The substrates were first heated to 540 °C for deoxidation—10 min under an ${\mathrm{As}}_2$ environment. Afterwards, the substrate temperature was lowered to 505 °C, and a 100 nm In_0.52Al_0.48As layer was grown at an ${\mathrm{As}}_2$ flux of $2\times {10}^{-5}$ mbar, measured ∼40 mm above the wafer surface by a standard Bayard–Alpert ionization gauge. In the next step, the substrate temperature was lowered to the value at which droplet etching was performed (300–505 °C), and the ${\mathrm{As}}_2$ flux was reduced to $2\times {10}^{-7}$ mbar. Then, the group-III shutters were opened briefly to deposit ∼1.4 ML InAl. This was followed by an etching step of 3 min, nd following that, the ${\mathrm{As}}_2$ flux was increased back to $2\times {10}^{-5}$ mbar. Afterwards, the substrate temperature was increased again to 505 °C. At last, after waiting one minute for stabilization (usually, the holes are filled after this step), the sample was cooled down again and removed from the system. The ramp back to 505 °C is only included to exactly match our recipes for the full structure with QDs emitting at 1550 nm [6]. The temperatures given throughout this paper were determined by band-edge thermometry using a BandiT system from ksA. More details on the fabrication process of the nanoholes can be found in [6,7].

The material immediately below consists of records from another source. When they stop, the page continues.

PR #465, opened 2016-08-03
(PCP-494) Acceptance test of including non-ASCII character in Puppet manifest

james-stocks:
[skip ci]

### DIFF
--- a/acceptance/tests/pxp-module-puppet/run_puppet_nonASCII.rb
+++ b/acceptance/tests/pxp-module-puppet/run_puppet_nonASCII.rb
@@ -1,13 +1,14 @@
 require 'pxp-agent/test_helper.rb'
-
-ENVIRONMENT_NAME = 'non_ASCII'
+require 'puppet/acceptance/environment_utils'
 
 test_name 'C98107 - Run puppet with non-ASCII characters in Puppet code' do
+  extend Puppet::Acceptance::EnvironmentUtils
+
+  env_name = test_file_name = File.basename(__FILE__, '.*')
+  environment_name = mk_tmp_environment(env_name)
 
   step 'On master, create a new environment that includes a non-ASCII character and will result in Changed' do
-    environmentpath = master.puppet['environmentpath']
-    site_manifest = "#{environmentpath}/#{ENVIRONMENT_NAME}/manifests/site.pp"
-    on(master, "cp -r #{environmentpath}/production #{environmentpath}/#{ENVIRONMENT_NAME}")
+    site_manifest = "#{environmentpath}/#{environment_name}/manifests/site.pp"
     create_remote_file(master, site_manifest, <<-SITEPP)
 node default {
   notify {'☃':}
@@ -37,7 +38,7 @@ SITEPP
     begin
       responses = rpc_blocking_request(master, target_identities,
                                       'pxp-module-puppet', 'run',
-                                      {:env => [], :flags => ['--environment', ENVIRONMENT_NAME]})
+                                      {:env => [], :flags => ['--environment', environment_name]})
     rescue => exception
       fail("Exception occurred when trying to run Puppet on all agents: #{exception.message}")
     end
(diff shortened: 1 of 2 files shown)


acceptance/tests/pxp-module-puppet/run_puppet_nonASCII.rb
```diff
@@ -0,0 +1,58 @@
+require 'pxp-agent/test_helper.rb'
+
+ENVIRONMENT_NAME = 'non_ASCII'
+
+test_name 'C98107 - Run puppet with non-ASCII characters in Puppet code' do
+
+  step 'On master, create a new environment that includes a non-ASCII character and will result in Changed' do
+    environmentpath = master.puppet['environmentpath']
```
er0ck: we have a helper for this, and this environment needs a teardown.  
actually we should probably just use mk_tmp_environment_on() or whatever it's called in our libs

acceptance/tests/pxp-module-puppet/run_puppet_nonASCII.rb
```diff
@@ -0,0 +1,61 @@
+require 'pxp-agent/test_helper.rb'
+require 'puppet/acceptance/environment_utils'
+
+test_name 'C98107 - Run puppet with non-ASCII characters in Puppet code' do
+  extend Puppet::Acceptance::EnvironmentUtils
+
+  env_name = test_file_name = File.basename(__FILE__, '.*')
+  ENVIRONMENT_NAME = mk_tmp_environment(env_name)
```
er0ck: this should be a variable.

acceptance/tests/pxp-module-puppet/run_puppet_nonASCII.rb
```diff
@@ -0,0 +1,61 @@
...
+
+  step 'On master, create a new environment that includes a non-ASCII character and will result in Changed' do
+    environmentpath = master.puppet['environmentpath']
```
er0ck: no longer needed.  `#environmentpath` is a helper in EnvironmentUtils

acceptance/tests/pxp-module-puppet/run_puppet_nonASCII.rb
```diff
@@ -0,0 +1,61 @@
...
+    site_manifest = "#{environmentpath}/#{ENVIRONMENT_NAME}/manifests/site.pp"
+    on(master, "cp -r #{environmentpath}/production #{environmentpath}/#{ENVIRONMENT_NAME}")
```
er0ck: no longer needed.  the `#mk_tmp_environment_on` links the tmp environment into the environmentpath (but not into production)

er0ck:
let's hold on this until PA ships

acceptance/tests/pxp-module-puppet/run_puppet_result_changed.rb
```diff
@@ -1,13 +1,14 @@
...
+  environment_name = mk_tmp_environment(env_name)
 
   step 'On master, create a new environment that will result in Changed' do
-    environmentpath = master.puppet['environmentpath']
-    site_manifest = "#{environmentpath}/#{ENVIRONMENT_NAME}/manifests/site.pp"
-    on(master, "cp -r #{environmentpath}/production #{environmentpath}/#{ENVIRONMENT_NAME}")
+    site_manifest = "#{environmentpath}/#{environment_name}/manifests/site.pp"
     create_remote_file(master, site_manifest, <<-SITEPP)
 node default {
   notify {'Notify resources cause a Puppet run to have a \\'changed\\' outcome ☃':}
```
MikaelSmith: This has a snow-man in it, so these are both testing non-ASCII. That's what I meant when I said there was an acceptance test (I added the snowman in my PR fixing the issue).

james-stocks: I didn't notice that, sorry.
This case might warrant having its own test case; so in the event of a test run failing we have 1 test result for a Changed puppet run and a separate test result for a Puppet run with non-ASCII characters.
On the other hand; a single test is more efficient in CI.

We can reject this PR; but we should at least update the test case to advertise that it is testing non-ASCII

MikaelSmith: I'm fine with a single test; we're going to run the test a lot and probably break it pretty rarely. Updating it to advertise the non-ASCII portion makes sense.

er0ck:
This duplicates some testing from changes in the upstream PR.
Subsequent changes will update that test to make it more clear that it's testing unicode puppet output and fixup the test to use the env helper.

The droplet-etched holes were investigated by AFM, employing a Bruker Icon Dimension XR SPM. The center coordinates of the individual holes were determined from the AFM images, employing the open-source software Gwyddion [21]. Based on these coordinates, the density of the holes, the direction in which the nearest neighbor occurs, the Voronoi tessellation, and all consecutive calculations were carried out by employing Python code. We scanned regions of different sizes, depending on the hole density, with a resolution of 2048 × 2048 pixels and a scan time of 2 s per line (∼80 min per image). For each density, we analyzed multiple images to obtain significant statistical relevance. The exact details can be found in

Table 1. Key parameters of the AFM images forming the basis for the analysis of the spatial distribution of the nanoholes.

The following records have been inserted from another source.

PR #466, opened 2016-08-05
(PCP-542) Allow parsing last_run_report with Puppet objects

MikaelSmith:
Support parsing a last_run_report.yaml file containing Puppet objects -
sometimes introduced by resource types that don't serialize properly -
by dropping them from the report. We only look at a few known fields, so
it's safe to ignore the rest of the report.

### DIFF
--- a/modules/pxp-module-puppet
+++ b/modules/pxp-module-puppet
@@ -102,6 +102,20 @@ def make_error_result(exitcode, error_type, error_message)
   return result
 end
 
+def parse_report(filename)
+  # Read the report and drop Ruby objects first. We can't parse the Ruby objects
+  # (because we don't have Puppet loaded) and don't need that data.
+  # Psych::Nodes::Node#each iterates over each node in the parsed document tree.
+  # YAML.parse_file returns a Psych::Nodes::Document, and #root returns the
+  # root-level Node.
+  data = YAML.parse_file(filename)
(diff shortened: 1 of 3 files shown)


MikaelSmith:
This may need to be retargeted depending on when we merge master->stable and 1.2.0 goes out.

parisiale:
Makes sense to me.
@joshcooper or @nicklewis, I could use another pair of eyes here.

modules/pxp-module-puppet
```diff
@@ -102,6 +102,18 @@ def make_error_result(exitcode, error_type, error_message)
   return result
 end
 
+def parse_report(filename)
+  # Read the report and drop Ruby objects first.
+  # We can't parse the Ruby objects (because we don't have Puppet loaded)
+  # and don't need that data.
+  data = YAML.parse_file(filename)
+  data.root.each do |o|
```
nicklewis: It might be helpful to note here that this iterates the entire tree and not just the immediate children, as I assumed on first glance.

nicklewis:
:+1: Looks good to me

modules/pxp-module-puppet
MikaelSmith: Updated the comment; Ruby's YAML defers to a Psych implementation and took a little digging to find the right classes/methods.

	300 °C	350 °C	390 °C	410 °C	435 °C	460 °C	480 °C	505 °C
Number of AFM images	4	9	13	14	10	9	13	17
Total number of holes	4173	4449	5527	7287	3195	2925	1213	754
Image size	$50\times 50$ μm2	$50\times 50$ μm2	$50\times 50$ μm2	$50\times 50$ μm2	$50\times 50$ μm2	$90\times 90$ μm2	$90\times 90$ μm2	$90\times 90$ μm2

.

3. Results and Discussion

First, we analyzed the hole density as a function of the etching temperature for a constant InAl flux of 0.7 ML/s in an Arrhenius-like manner. As can be seen in Figure 1, we observe two regimes in which the exponential dependence from Equation (1) can be fitted quite well by a linear regression on the logarithmic density values, albeit with two significantly different slopes. This corresponds to different activation energies for the two temperature ranges: from 300 °C up to ca. 390 °C, an activation energy of ${\mathrm{E}}_{\mathrm{A}1}=0.34$ eV is found, whereas for the high-temperature regime (ca. 435 °C to 505 °C), the temperature dependence is much stronger with ${\mathrm{E}}_{\mathrm{A}2}=2.20$ eV. This change in activation energy is a clear indication that the mechanism of droplet aggregation is different in these two temperature regimes.

When analyzing the AFM images, we did not observe any evidence for different droplet types over the entire temperature range that we investigated, i.e., no indication of a separation into pure In and Al droplets. Different droplet types would manifest themselves in different types of nanoholes, e.g., with different depths and diameters, as shown in [7]. Therefore, we assume that the ones in our experiments are InAl droplets with the same composition as the flux ratio (52% In content) but cannot exclude slight variations of the droplet composition. Of course, In and Al atoms will show different surface diffusion and binding energies in a few-atom island, i.e., the critical nucleus size depends on the exact composition. Therefore, one has to interpret results of comparisons with nucleation theory with some precaution because the theory takes only one material type into account. The results, e.g., the activation energies or the critical nucleus size, can be interpreted as an average value.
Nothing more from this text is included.